Percy Hammond--"Another of those trick melodramas with a trick bottom."

Paolo and Francesca. Stephen Phillips, late master of prose and blank-verse, is probably much better beneath the library lamp than he is in the harsh white spotlight of production. This poetic version of the old, old story enlisted the activities of some of the best of our players, was mounted in discerning luxury and presented to the population for special matinees. It dragged.

Old brother Giovanni marries lovely Francesca. Young brother Paolo falls in love with her. With all due tragedy the lovers finally die. Claude King made rather a cardboard character of big brother. Little brother Paolo glowed under the touch of Morgan Farley but never quite caught fire. Phyllis Povah was miscast. Helen Ware as the acid confidant of old brother gave the most complete interpretation.

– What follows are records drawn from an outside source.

PR #3279, opened 2020-03-01
Wip/6.0 Fix HashMap constructor with expected size usage error

NathanQingyangXu:
There are quite some coding statements with incorrect usage of `new HashMap<>(n)` in our codebase. When we aim to build a map with expected size, we should use another util class in our code base (i.e. `CollectionHelper.mapOfSize( n )`). Using `new HashMap<>(n)` takes no consideration of `load factor`  and we often end up with rehashing unless there are many hashing conflicts.

Also enrich `CollectionHelper`by providing a new `setOfSize()` method and fixed a bug in `concurrentMap()` util method (thus making it not useful any more).

### DIFF
--- a/hibernate-core/src/main/java/org/hibernate/engine/internal/StatefulPersistenceContext.java
+++ b/hibernate-core/src/main/java/org/hibernate/engine/internal/StatefulPersistenceContext.java
@@ -58,6 +58,7 @@ import org.hibernate.engine.spi.SharedSessionContractImplementor;
 import org.hibernate.engine.spi.Status;
 import org.hibernate.event.spi.EventSource;
 import org.hibernate.internal.CoreMessageLogger;
+import org.hibernate.internal.util.collections.CollectionHelper;
 import org.hibernate.internal.util.collections.ConcurrentReferenceHashMap;
 import org.hibernate.internal.util.collections.IdentityMap;
 import org.hibernate.metamodel.spi.MetamodelImplementor;
@@ -204,7 +205,7 @@ public class StatefulPersistenceContext implements PersistenceContext {
 	@Override
 	public void addUnownedCollection(CollectionKey key, PersistentCollection collection) {
 		if ( unownedCollections == null ) {
-			unownedCollections = new HashMap<>( INIT_COLL_SIZE );
+			unownedCollections = CollectionHelper.mapOfSize( INIT_COLL_SIZE );
 		}
 		unownedCollections.put( key, collection );
 	}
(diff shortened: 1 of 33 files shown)


hibernate-core/src/main/java/org/hibernate/engine/internal/StatefulPersistenceContext.java
```diff
@@ -108,17 +109,17 @@
 	 */
 
 	// Loaded entity instances, by EntityKey
-	private HashMap<EntityKey, Object> entitiesByKey;
+	private Map<EntityKey, Object> entitiesByKey;
```
NathanQingyangXu: In previous JDK, specifying `HashMap` enjoys some performance benefit, but recent JDK eliminates the difference and we have no reason not to use interface instead for we seldom rely on HashMap specific feature in our code.

hibernate-core/src/main/java/org/hibernate/internal/util/collections/CollectionHelper.java
```diff
@@ -175,8 +188,7 @@ public static int determineProperSizing(int numberOfElements) {
 	 * @return The created map.
 	 */
 	public static <K, V> ConcurrentHashMap<K, V> concurrentMap(int expectedNumberOfElements, float loadFactor) {
-		final int size = expectedNumberOfElements + 1 + (int) ( expectedNumberOfElements * loadFactor );
-		return new ConcurrentHashMap<>( size, loadFactor );
+		return new ConcurrentHashMap<>( expectedNumberOfElements, loadFactor );
```
NathanQingyangXu: There is a bug in old implementation. Different than `HashMap` or `HashSet`, `ConcurrentHashMap` will perform sizing computation internally so we don't need to compute on top of that.
Screen Shot 2020-03-01 at 3 31 38 PM

hibernate-core/src/main/java/org/hibernate/metamodel/internal/AbstractEmbeddableRepresentationStrategy.java
```diff
@@ -37,7 +38,7 @@ public AbstractEmbeddableRepresentationStrategy(
 		this.embeddableJavaTypeDescriptor = embeddableJavaTypeDescriptor;
 
 		this.propertyAccesses = new PropertyAccess[ propertySpan ];
-		this.attributeNameToPositionMap = CollectionHelper.concurrentMap( propertySpan );
+		this.attributeNameToPositionMap = new ConcurrentHashMap<>( propertySpan );
```
NathanQingyangXu: No need to use the util method in CollectionHelper for `ConcurrentHashMap` constructor is enough for it will compute the size internally.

The Student Prince. A large male chorus swings steins in the air and opens the college drinking chant. The prince in disguise falls in love with a waitress. Excellent voices, elaborate scenery, a seasoning humor and easily audible music are comfortably combined.

The Little Clay Cart. That curious little back alley theatre, the Neighborhood Playhouse, pushed its memorable Grand Street Follies out of the way to do a Hindu play. A Hindu play sounds formidable, clogged with dead bodies floating down the Ganges and that sort of thing. As a matter of fact, most of the CART is comic. There are courtesans and kings, several scenes, no dramatic pyramiding as we know it. Rare colorings and scents of strange philosophies mingle swiftly with the laughter. Altogether a shrewd and sensitive experiment.

Princess April. One small and exceptionally amusing young lady, Dorothy Appleby by name; one prima donna of established repute, Tessa Kosta; one chorus that could dance; two or three tunes designed for repetition; and an exceptionally futile book. This is the sum of Princess April. So leaden a liability is this same book, so halting the hilarity, that the production is of doubtful destiny.

Lady, Be Good. When two or three people such as Fred and Adele Astaire and Walter Catlett are gathered together in the name of entertainment, the entertainment must be worthy of the name. Lady, Be Good is very good INDEED. Assisting the leaders is Cliff Edwards, who makes the simple ukelele an instrument of violent versatility, an agile and pictorial chorus, brilliant settings by Normal Bel-Geddes and music by George Gershwin. And, as if this weren't enough, the producers broke nearly all precedent and bought a large stock of new and most amusing jokes. "You're so beautiful," says Mr. Catlett to a certain lady, "that there have been complaints about you."

The Man in Evening Clothes. When a good idea falls to pieces like a human character suddenly crumbling, the spectacle is decidedly distressing. Such was the fate of a good idea in Henry Miller's production. In the first act, the bailiff gave the impecunious count only one suit from all his belongings. He chose his evening clothes and set out to find his fate. Of all the amusing whirligigs of drama that might have come tumbling out of this conception, few were employed.